Abe Berkowitz inducted into Ala. Lawyers Hall of Fame

On May 6, Abe Berkowitz was inducted into the Alabama Lawyers’ Hall of Fame in a ceremony at the Heflin-Torbert Judicial Building in Montgomery.

Berkowitz is remembered as one of Birmingham’s earliest progressive activists, promoting both economic expansion and social justice throughout his career. A child of Jewish immigrants from Lithuania, he was born in Meridian. The family ultimately settled in Birmingham, where his father ran a small retail business.

Berkowitz received his law degree in 1928 before reaching the age of 21 and began practicing immediately after the Alabama Legislature removed age restrictions.

He was an outspoken opponent of the Ku Klux Klan and sought to establish equality under the law, with frequent letters to local newspapers. He supported an anti-masking bill that was aimed at the Klan, and opposed Birmingham Police Commissioner Bull Connor.

In a speech at Miles College, he recounted two incidents from 1913, when he was in first grade, that shaped him — the railroading of Leo Frank in Georgia for the murder of a girl and his father urging him to write a letter to Georgia’s governor on his behalf; and how he cried after seeing a trusted caretaker of his humiliate a young black girl who was on her way to the store by using the n-word at her.

Son Richard Berkowitz spoke at the ceremony, He said his father earned the recognition “because he was willing, along with others, to speak out when doing so was not popular, but that was who he was.”

In the midst of the city’s racial turmoil in 1962, Berkowitz was a leading member of the Birmingham Bar Committee that recommended a change in the form of Birmingham’s city government from its three-member Commission to a Mayor-Council system, organizing a surprise petition drive. The vote was successful, bouncing Connor from office.

A passionate Zionist, Berkowitz spearheaded the famous 1943 Alabama resolution that called for the establishment of a Jewish homeland in Palestine, working with Rep. Sid Smyer and Sen. James Simpson.

Alabama Supreme Court Justice Tom Parker, in announcing the induction during Knesset Deputy Speaker Hilik Bar’s visit to Montgomery in April, noted that “Simpson was Bull Connor’s attorney, and Simpson wrote some of the segregation resolutions. Berkowitz was on the other side — but those two could come together on the important issue of Israel.”

Berkowitz was also asked to be in the secretive Sonneborn Institute, a group of 17 Americans who met with David Ben-Gurion in New York and then fanned out across the country on clandestine efforts to aid the Jewish fighters working toward Israel’s independence.

In his book “In the Shadow of Hitler: Alabama’s Jews, the Second World War and the Holocaust,” Dan Puckett notes that Berkowitz organized Birmingham’s Zionists. “They raised funds and ‘collected all manner of goods from truck loads of helmets to a contribution of 3,000 forks from Isadore Mazer.’ Mark Elovitz notes that ‘the Kimerling family lent a truck with a driver to the cause.
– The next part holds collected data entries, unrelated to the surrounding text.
Issue #900, opened 2023-10-18
Allow using custom CA certificates 


mpepping:
### Summary

**As** "an operator"\
**I want** "to use my custom CA bundle with K8up"\
**So that** "I can use a trusted, verified TLS connection to my backup backend"

### Context

To handle TLS connections that use a custom/self-signed CA as certificate issuer, we now create our own K8up container images that includes our own certificates. This allows us to have a verified connection to our S3 compatible backup backend.

We would prefer to have an option in the K8up container image itself to refer a custom CA bundle. This is supported in Restic via the `--cacert` flag. 

Effectively, we want to appoint a CA bundle file via an env.var or config file for the K8s Pod.

### Out of Scope

- skip TLS or insecure TLS (#792)

### Further links

- #568 comparable but stale 

### Implementation Ideas

- Referring a CA cert via the Object specification
- Golang's `SSL_CERT_FILE` variable

mpepping:
Just FYI; This is roughly how we build our a custom image now.

```
FROM registry.example.com/k8up-io/k8up:v2.7.1

USER root

RUN \
  apk add --no-cache openssl &&\
  /usr/bin/curl "http://pki.example.com/RootCACert.crt" |\
    /usr/bin/openssl x509 -inform DER -outform PEM -out /usr/local/share/ca-certificates/root.crt; \
  /usr/bin/curl "http://pki.example.com/intermediate.crt" |\
    /usr/bin/openssl x509 -inform DER -outform PEM -out /usr/local/share/ca-certificates/intermediate.crt; \
  /usr/bin/curl "http://pki.example.com/myissuer.crt" |\
    /usr/bin/openssl x509 -inform DER -outform PEM -out /usr/local/share/ca-certificates/myissuer.crt; \
  /usr/sbin/update-ca-certificates

USER 6553
```

poyaz:
Hi

We have the same problem with k8up and our s3 server runs as TLS with a self-sign certificate. We would like to use the feature for mounting certificate files. 

I am interested in developing this feature. I'd like to add these features:

1. First, add options for using `extraMount` options to add certificate files
2. Second, add env (or s3 parse URI) for TLS insecure

Reference:
#792

---

@Kidswiss @tobru

arska:
Custom CA certificate support is now available via the `tlsOptions.caCert` field in the backend spec, and is documented in the backup, restore, and archive how-to guides with examples for both self-signed and mTLS configurations.

See:
[...]

Issue #568, opened 2021-11-23
allow for a secret to be mounted as a TLS truststore


rparree:
### Context

I would be great to be able to inject TLS trust certificates  into the pod for the `Job ` template. In my situation the connection to s3/minio requires a trust certificate to be added to the container. For now i am going to create my own image based for the `backupImage` based on `ghcr.io/k8up-io/k8up`

ccremer:
Hi.
Thanks for you suggestion.
For the next time, please fill out the "Feature request" form on GH to the best of your knowledge.
I've edited the minimal scaffold for you now.

mpepping:
Quite relevant for my use case as well! Since this is an old issue @ccremer, is it feasible to open a new issue using the Feature request form?

ccremer:
Hi @mpepping 
I'm no longer associated with K8up. Maybe @Kidswiss can you help out here.

PR #949, opened 2024-03-23
[enhancement] Adding new feature for supporting self-signed certificate

poyaz:
## Summary

- This feature provides a supporting self-signed certificate and Mutual TLS (Related to #568, #900). These changes contain adding volume, volumeMount, and options section in the API resource. Also, you can mount volume and use environment variables to fill the required certificate.
- Adding option in operator and restic for using a dir for store temporary files (like generate client pem from **client.key** and **client.crt** according to `--tls-client-cert` option)
- Adding more e2e tests to make sure all things are okay (for adding self-signed feature)
- Fixing bug about checking errors in the s3 channel when an error is emitted in the channel (File: [restic/cli/restore.go](https://github.com/k8up-io/k8up/blob/v2.8.0/restic/cli/restore.go#L302-L320)). In this scenario after the error happens in s3 connection, the restore pod is frozen because the go routing never realize  about this error
- Complete document about how to use self-signed issue
- Adding variable `GO_EXEC` in Makefile to choose different versions of Golang (If the user installs multiply versions of Golang) 

### For Code changes

### For Helm Chart changes


e2e/lib/k8up.bash
```diff
@@ -69,13 +70,31 @@ restic() {
...
-		--repo "s3:http://minio.minio.svc.cluster.local:9000/backup" \
+		--repo "s3:http://minio.${MINIO_NAMESPACE}.svc.cluster.local:9000/backup" \
 		"${@}" \
 		--json > /dev/null
 	kubectl wait --for jsonpath='{.status.phase}'=Succeeded pod "$podname" -n "${DETIK_CLIENT_NAMESPACE-"k8up-system"}" --timeout=2m > /dev/null
 	kubectl -n "${DETIK_CLIENT_NAMESPACE-"k8up-system"}" logs "$podname"
 }
 
+mc() {
+	sleep 3
```
Kidswiss, line 81: Same here.

operator/archivecontroller/executor.go
```diff
@@ -67,19 +86,20 @@ func (a *ArchiveExecutor) jobName() string {
...
 }
 
-func (a *ArchiveExecutor) setupArgs(archive *k8upv1.Archive) []string {
-	args := []string{"-archive", "-restoreType", "s3"}
-
-	if archive.Spec.RestoreSpec != nil {
-		if len(archive.Spec.RestoreSpec.Tags) > 0 {
-			args = append(args, executor.BuildTagArgs(archive.Spec.RestoreSpec.Tags)...)
-		}
+func (a *ArchiveExecutor) setupArgs() ([]string, error) {
```
Kidswiss, line 89: The only return in this function returns a nil error. So it doesn't really need to return an error here.

cmd/restic/integration_test.go
```diff
@@ -59,9 +59,11 @@ func newTestErrorChannel() chan error {
 
 func (w *webhookserver) runWebServer(t *testing.T) {
 	mux := http.NewServeMux()
-	mux.HandleFunc("/", func(wr http.ResponseWriter, r *http.Request) {
-		w.jsonData, _ = io.ReadAll(r.Body)
-	})
+	mux.HandleFunc(
```
Kidswiss, line 62: Are you using some custom formatter? Is it possible to revert these formatting changes?

These format changes are a bit irritating and create a ton of changes in the diff. Sorry.

poyaz:
> Hi @poyaz
> 
> Thanks for this huge feature! Looks cool.
> 
> I haven't thoroughly reviewed it yet. Because unfortunately I have a problem with this PR: Your formatter did a lot of changes to the code. This makes reviewing this a lot harder. Also, your formatter style clashes with the formatting for the rest of the project.
> 
> Is it possible to adjust your formatter, so it conserves the old style?

Yeah, sorry for that
I will fix my formatter and revert to old style

e2e/lib/k8up.bash
```diff
@@ -56,6 +56,7 @@ clear_pv_data() {
 # It's very unreliable unfortunately. So running the pod, waiting and getting the
 # log output is a lot less prone for race conditions.
 restic() {
+	sleep 3
```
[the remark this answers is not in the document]
poyaz: I will remove it. It's because of failaier in getting log of container and you fix it in #944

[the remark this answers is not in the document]
poyaz: I forgot to remove sleep command after that change

api/v1/backend.go
```diff
@@ -279,3 +286,9 @@ func (in *RestServerSpec) String() string {
 	protocol, url, _ := strings.Cut(in.URL, "://")
 	return fmt.Sprintf("rest:%s://%s:%s@%s", protocol, "$(USER)", "$(PASSWORD)", url)
 }
+
+type BackendOpts struct {
```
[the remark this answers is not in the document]
poyaz: Actually it's maybe over engineering, I prefer use options property cuz maybe in feature k8up need some options for manage restic or anything.

It's like command optionsis  transfred to yaml. In feature we be able add more options for manage every thing

If you think it's unnecessary, I can change this property and rename to the TLSOptions or use ENV instead of yaml property

operator/archivecontroller/executor.go
poyaz: Actually I am using code style as like https://github.com/k8up-io/k8up/blob/1088118931d95579d76d4b0b668214f21d63d01d/operator/restorecontroller/executor.go#L90, maybe in feature we add more options with a use case and in this use case we check something generate a error.

In this case no eed change function definition and just add our condition.

cmd/restic/integration_test.go
poyaz: I'm sorry, I fix it and change my idea formatter

poyaz: Fixed

e2e/lib/k8up.bash
poyaz: Fixed

e2e/lib/k8up.bash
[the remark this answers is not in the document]
poyaz: Fixed

cmd/operator/main.go
```diff
@@ -83,6 +83,8 @@ var (
 			&cli.BoolFlag{Destination: &cfg.Config.SkipWithoutAnnotation, Name: "skip-pvcs-without-annotation", EnvVars: []string{"BACKUP_SKIP_WITHOUT_ANNOTATION"}, Value: false, DefaultText: "disabled", Usage: "skip selecting PVCs that don't have the BACKUP_ANNOTATION"},
 			&cli.StringFlag{Destination: &cfg.Config.BackupCheckSchedule, Name: "checkschedule", EnvVars: []string{"BACKUP_CHECKSCHEDULE"}, Value: "0 0 * * 0", Usage: "the default check schedule"},
 			&cli.StringFlag{Destination: &cfg.Config.OperatorNamespace, Name: "operator-namespace", EnvVars: []string{"BACKUP_OPERATOR_NAMESPACE"}, Required: true, Usage: "set the namespace in which the K8up operator itself runs"},
+
+			&cli.StringFlag{Destination: &cfg.Config.PodVarDir, Name: "vardir", EnvVars: []string{"VAR_DIR"}, Value: "/k8up", Usage: "the var data dir for read/write k8up data or temp file in pod"},
```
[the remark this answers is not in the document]
poyaz: Fixed

docs/modules/ROOT/pages/how-tos/backup.adoc
```diff
@@ -12,3 +12,151 @@ Save the YAML above in a file named `backup.yaml` and use the `kubectl apply -f
 TIP: To have backups run automatically at a regular interval look at xref:how-tos/schedules.adoc[schedules].
 
 TIP: By default, all PVCs are backed up automatically. Adding the annotation `k8up.io/backup=false` to a PVC object will exclude it from all following backups. Alternatively, you can set the environment variable `BACKUP_SKIP_WITHOUT_ANNOTATION=true` if you want K8up to ignore objects without the annotation.
+
+== Self-signed issuer and Mutual TLS
+
+If you are using self-signed issuer or using mutual tls for authenticate client, you be able to using volume for mounting cert files into backup object.
```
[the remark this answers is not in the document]
poyaz: Fixed

api/v1/backend.go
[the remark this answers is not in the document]
Kidswiss: I'd say generic restic options should belong in a dedicated property outside the `Backend` object. As that would mix up the responsibilities of the `Backend` object.

operator/archivecontroller/executor.go
Kidswiss: If we'd ever add something more in the future that might return an error, we can always adjust the function signature then.

I'd like to avoid having non-functional code lines, as it will only confuse people.

cmd/restic/integration_test.go
Kidswiss: Thanks!

I'll try to have another in-depth look at the code this week.

api/v1/backend.go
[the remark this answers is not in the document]
poyaz: How would you like to desire this property? Which is better, renaming to `TLSOptions` or moving outside the `Backend` object?

operator/archivecontroller/executor.go
poyaz: Okay, You're right
I will change it

api/v1/backend.go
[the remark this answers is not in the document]
Kidswiss: Just rename it for now.

api/v1/restore_types.go
```diff
@@ -145,3 +147,9 @@ func init() {
 var (
 	RestoreKind = reflect.TypeOf(Restore{}).Name()
 )
+
+type RestoreOpts struct {
```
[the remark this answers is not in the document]
poyaz: fixed

api/v1/backend.go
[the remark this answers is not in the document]
poyaz: fixed

operator/archivecontroller/executor.go
poyaz: fixed

cmd/restic/integration_test.go
poyaz: fixed

e2e/test-10-self-signed-tls.bats
```diff
@@ -0,0 +1,580 @@
...
+# shellcheck disable=SC2034
+DETIK_CLIENT_NAME="kubectl"
+# shellcheck disable=SC2034
+DETIK_CLIENT_NAMESPACE="k8up-e2e-subject"
+# shellcheck disable=SC2034
+DEBUG_DETIK="true"
+
+### Start backup section
+
+@test "Given a PVC, When creating a Backup (TLS) of an app, Then expect Restic repository - using self-signed issuer" {
```
Kidswiss, line 16: Can you reduce this to 1 TLS and 1 mTLS test? This file contains more end-to-end tests than the rest of k8up combined and takes almost 1h to run. This is pretty hard to maintain.

E2e tests are usually not used to test each permutation of every possible scenario. That's something for unit and integration tests. E2e tests should be few and pretty broad. (Yes I know that there aren't that much of those either in K8up...)

operator/checkcontroller/executor.go
```diff
@@ -93,3 +108,77 @@ func (c *CheckExecutor) setupEnvVars(ctx context.Context) []corev1.EnvVar {
 func (c *CheckExecutor) cleanupOldChecks(ctx context.Context, check *k8upv1.Check) {
 	c.CleanupOldResources(ctx, &k8upv1.CheckList{}, check.Namespace, check)
 }
+
+func (c *CheckExecutor) appendTLSOptionsArgs() []string {
```
Kidswiss, line 112: You can generalize this function a bit. Instead of making it a method of the *Executor objects you could have something like:
```go
func AppendTLSOptionsArgs(opts *k8upv1.TLSOptions) []string
```

And put it in the new `utils` package. That will reduce a lot of code duplication.

operator/checkcontroller/executor.go
```diff
@@ -93,3 +108,77 @@ func (c *CheckExecutor) setupEnvVars(ctx context.Context) []corev1.EnvVar {
...
+			"-clientKey",
+			c.check.Spec.Backend.TLSOptions.ClientKey,
+		}
+		args = append(args, addMoreArgs...)
+	}
+
+	return args
+}
+
+func (c *CheckExecutor) attachMoreVolumes() []corev1.Volume {
```
Kidswiss, line 134: Same here.

Kidswiss (changes requested):
Just a few more things, then it should be ready to merge.

e2e/test-10-self-signed-tls.bats
Kidswiss: I'd probably go with something like `test-04-restore.bats` does. A backup and a restore in one single e2e test. (IMHO test-04-restore.bats probably makes the test-03-backup.bats test more or less redundant anyway. But that's a problem for another issue :) )

operator/checkcontroller/executor.go
poyaz: I removed duplicate code. I put all of them in a utils file and wrote tests for them

operator/checkcontroller/executor.go
poyaz: Fiexd

e2e/test-10-self-signed-tls.bats
poyaz: I removed the multiply e2e tests and created an integration for them.

Kidswiss (approved):
LGTM now!

Thanks for the contribution!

The truck was loaded with tires and the tires’ inner-tubes were stuffed with guns and pistols and shipped to New York to see that the ‘cargo’ would not be apprehended’.”

In 1967, Israel awarded Berkowitz the Israeli Freedom Medal “because of his services to the ZOA and Israel.”

Berkowitz also helped establish the Birmingham Bar Association Aid Trust, which set up a fund for lawyers in distress and for which he served as a trustee for more than 30 years.

Richard Berkowitz said he thinks his father, who died in 1985, “would be saddened to see how we have regressed in terms of black-white relationships, and the radicalization of campus life, because dad was a great admirer of Hugo Black ‘s views on free speech” and helped Black’s son become a prominent labor attorney.

Also inducted were Reuben Chapman, Martin Leigh Harrison, Holland McTyeire Smith and Frank Edward Spain. Each inductee must have been deceased at least two years at the time of their selection. The first class was inducted in 2004; there are now 55 members.

“Each of these inductees has played a pivotal role in the history and legacy that we as attorneys leave behind,” said Alabama State Bar President Lee H. Copeland of Copeland, Franco, Screws & Gill of Montgomery. “It’s an honor to pay tribute to their lives and the work they did.”